What is required: Reproduce each line below with no alterations.
** Opening Data extracts block **
PR #57, opened 2016-03-11
BaseObject: Add eventKey for handling on/off events

diegomarcon:
Why? 
- Avoid using callback memory address for identifying event.


towerz:
Good job @diegomarcon! Thanks!

PR #61, opened 2016-04-12
Allow playback replacement

diegomarcon:


diegomarcon:
Whoops. We should not allow playbacks to be replaced. 
Container should have a load source and select a playback that knows how to play it.
:hankey:

PR #63, opened 2016-04-28
Player: Events listening interface

diegomarcon:


towerz:
@diegomarcon I'd rather not make external event callbacks fall through directly to the container.

It may seem weird, but it would be better if the Player class extends BaseObject, exposing PlayerEvents as actual events. This way we avoid coupling the external interface to the container/playback internal interface, as well as exposing inner behavior.

PR #67, opened 2016-05-23
MediaControl extensibility improvements

towerz:
Changed MediaControl elements to explicit optionals, so we can safely ignore missing elements when loading custom XIBs.


diegomarcon:
👍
** Closing Data extracts block **
Task result:
PR #57, opened 2016-03-11
BaseObject: Add eventKey for handling on/off events

diegomarcon:
Why? 
- Avoid using callback memory address for identifying event.


towerz:
Good job @diegomarcon! Thanks!

PR #61, opened 2016-04-12
Allow playback replacement

diegomarcon:


diegomarcon:
Whoops. We should not allow playbacks to be replaced. 
Container should have a load source and select a playback that knows how to play it.
:hankey:

PR #63, opened 2016-04-28
Player: Events listening interface

diegomarcon:


towerz:
@diegomarcon I'd rather not make external event callbacks fall through directly to the container.

It may seem weird, but it would be better if the Player class extends BaseObject, exposing PlayerEvents as actual events. This way we avoid coupling the external interface to the container/playback internal interface, as well as exposing inner behavior.

PR #67, opened 2016-05-23
MediaControl extensibility improvements

towerz:
Changed MediaControl elements to explicit optionals, so we can safely ignore missing elements when loading custom XIBs.


diegomarcon:
👍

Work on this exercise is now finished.